NOTICE OF CONVERSION

The undersigned Holder of this Note hereby irrevocably exercises the option to convert this Note, or any portion of the Accreted Principal Amount hereof (which is U.S. $1,000 Original Principal Amount or an integral multiple of U.S. $1,000 in excess thereof, provided that the unconverted portion of such Original Principal Amount is U.S. $1,000 or any integral multiple of U.S. $1,000 in excess thereof) below designated, into shares of Common Stock or Reference Property in accordance with the terms of the Supplemental Indenture referred to in this Note, and directs that the consideration due upon such conversion (including a check in payment for any fractional share and any Notes representing any unconverted principal amount hereof), be delivered to and be registered in the name of the undersigned unless a different name has been indicated below.

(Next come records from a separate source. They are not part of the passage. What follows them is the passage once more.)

PR #588, opened 2019-08-06
Update Lookup Property tab to show sigma information

thebevrishot:
closes https://github.com/zcoinofficial/zcoin/issues/548

### DIFF
--- a/src/qt/lookupspdialog.cpp
+++ b/src/qt/lookupspdialog.cpp
@@ -424,10 +424,10 @@ void LookupSPDialog::matchingComboBoxChanged(int idx)
     updateDisplayedProperty();
 }
 
-class CustomWidgetItem : public QTableWidgetItem
+class NumericalCmpWidgetItem : public QTableWidgetItem
 {
 public:
-    CustomWidgetItem(const QString& text) : QTableWidgetItem(text)
+    NumericalCmpWidgetItem(const QString& text) : QTableWidgetItem(text)
     {
     }
 
@@ -441,8 +441,8 @@ void LookupSPDialog::addDenominationRow(uint8_t id, const std::string& value)
 {
     int workingRow = ui->denominationTable->rowCount();
     ui->denominationTable->insertRow(workingRow);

If shares of Common Stock, Reference Property or Notes are to be registered in the name of a Person other than the undersigned, (a) the undersigned shall pay all transfer taxes payable with respect thereto and (b) signature(s) must be guaranteed by an Eligible Guarantor Institution with membership in an approved signature guarantee program pursuant to Rule 17Ad-15 under the Securities Exchange Act of 1934. Any amount required to be paid by the undersigned on account of interest accompanies this Note.

 

Dated:                                                 

 

   Signature(s)

If shares or Notes are to be registered in the name of a Person other than the Holder, please print such Person’s name and address:

 

(Name)

 

 
 
 

(Address)

 

 

Social Security Number or other Identification Number, if any

 

 
[Signature Guaranteed]  

If only a portion of the Notes is to be converted, please indicate:

 

1. Accreted Principal Amount to be converted: U.S. $                     

 

2. Accreted Principal Amount and denomination of Notes representing unconverted Accreted Principal Amount to be issued:                                  

Amount: U.S. $                      Denominations: U.S. $                     

(U.S. $1,000 Original Principal Amount or any integral multiple of U.S. $1,000 in excess thereof, provided that the unconverted portion of such principal amount is U.S. $1,000 Original Principal Amount or any integral multiple of U.S. $1,000 in excess thereof).